Little should be expected from all this busyness except what military leaders specialize in: self-serving spinning. As a hint of what's to come, Kicklighter revealed that he has a selective memory: Vietnam "was a helicopter war." Really? It wasn't Army pilots of Huey or Chinook choppers during the 12 days of the 1972 Christmas air assault of North Vietnam when thousands of tons of bombs were dropped by hundreds of B-52s and smaller planes. It wasn't helicopter pilots who bombed Hanoi's Bach Mai Hospital, the city's largest. It was rampaging ground soldiers, not helicopter pilots, who burned villages, planted land mines and massacred hundreds of civilians at My Lai on March 16, 1968.

As the commemorator-in-chief, Kicklighter states that his goal is to "help the nation take advantage of a rare opportunity to turn back to a page in history and to right a wrong, by expressing its honor and respect to Vietnam veterans and their families." But which wrong does he have in mind? Kicklighter doesn't say.

Is it the wrong that will never be righted by a glossy Pentagon exhibit? The wrong that veterans suffered when they returned home with high rates of depression, alcoholism, heroin addiction and suicide? In 1969, Max Cleland, a triple amputee, pleaded with a Senate committee for programs to treat veterans overwhelmed by emotional problems. A decade later, when I came to know this good man when he was head of the Veterans Administration, he went before the same committee with the same unanswered plea.

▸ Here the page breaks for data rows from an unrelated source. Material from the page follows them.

PR #83, opened 2017-10-05
sip: handle SIPS URI in Record-Route

glenvt18:
If a route starts with sips:, send using TLS transport.

Some proxies insert 

`Record-Route: <sips:ADDR:PORT;..>` 

instead of 

`Record-Route: <sip:ADDR:PORT;transport=tls;...>`

In such cases the message (ACK) is not sent and the session is aborted (ENOSYS).

An example (SIP messages are dumped from the source, this PR applied):
https://pastebin.com/wkppt8h8

More info:
https://tools.ietf.org/html/rfc5630#section-3.1.3

### DIFF
--- a/src/sip/request.c
+++ b/src/sip/request.c
@@ -602,11 +602,14 @@ int sip_request(struct sip_request **reqp, struct sip *sip, bool stateful,
 	struct sa dst;
 	struct pl pl;
 	int err;
+	bool sips_uri = false;
 
 	if (!sip || !met || !uri || !route || !mb)
 		return EINVAL;
 
-	if (pl_strcasecmp(&route->scheme, "sip"))
+	sips_uri = (pl_strcasecmp(&route->scheme, "sips") == 0);
+
+	if (pl_strcasecmp(&route->scheme, "sip") && !sips_uri)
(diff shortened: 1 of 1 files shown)


glenvt18:
As it looks like sips scheme is not going to be supported by libre I'm closing this PR.

lgrahl:
Not that I'm active in the SIP area but any particular reason why you're closing this PR?

glenvt18:
@lgrahl https://github.com/alfredh/baresip/issues/303. This PR provides rather a hack/workaround which actually downgrades sips to sip+tls. Though, it can be used to solve linphone.org issue if you know what you're doing - baresip doesn't support sips calls anyway. Perhaps limiting this to routes only (while making a sip, not sips, call) might be reasonable. Full sips support will require much more effort, and the current policy is to stay away from sips altogether.

BTW. I'm not a SIP expert too, but I wonder why the linphone proxy adds that sips:... route. Proxy->PBX hop is insecure, and, if you call `sips:thetestcall@sip.linphone.org`, they answer `480 Temporarily Unavailable` with `SIPS not allowed`.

Bobby Muller, whose combat wounds put him in a wheelchair and who became a leader of Vietnam Veterans Against the War, regularly sought help from congressional committees and Johnson and Nixon hawks whose anticommunist policies started the war and kept it going. I was an ally of Muller. In 1981, he told me: "A lot of these people don't even have the politeness to respond. They've forgotten us so quickly."

W.D. Ehrhart, who as an 18-year-old Marine began 13 months of ground fighting in 1966, had the Johnson-Nixon war-makers in mind in a July 4, 1989, essay in The Philadelphia Inquirer:

Not once -- in all these years -- have I ever heard a single high-level policymaker of the Vietnam war apologize for what he did, ever admit he made a mistake, ever show the slightest sign of remorse for all the havoc and misery, the shattered lives and shattered families and shattered nations left gasping in the wake of his decisions. ... They asked my friends and me to get down and dirty in the rice fields only to abandon us under fire. We did the killing and the dying, and then they left us to find our own way back while they went on with their honorable lives as if nothing at all were out of order.

Little of the damage done to veterans -- a high proportion of them minorities or from low-income families who couldn't dodge the draft as did the privileged and connected -- George W. Bush, Dick Cheney, Dan Quayle and Pat Buchanan -- can be corrected by commemorations and vague calls for "honor and respect." If the words of veterans like Cleland, Muller and Ehrhart mean much, let the 50th anniversary of the war be a day of apologies -- ones long overlooked and long overdue.

[Colman McCarthy, a former Washington Post columnist, directs the Center for Teaching Peace in Washington.]

A version of this story appeared in the Jan 16-29, 2015 print issue under the headline: Apologies due during war's anniversary.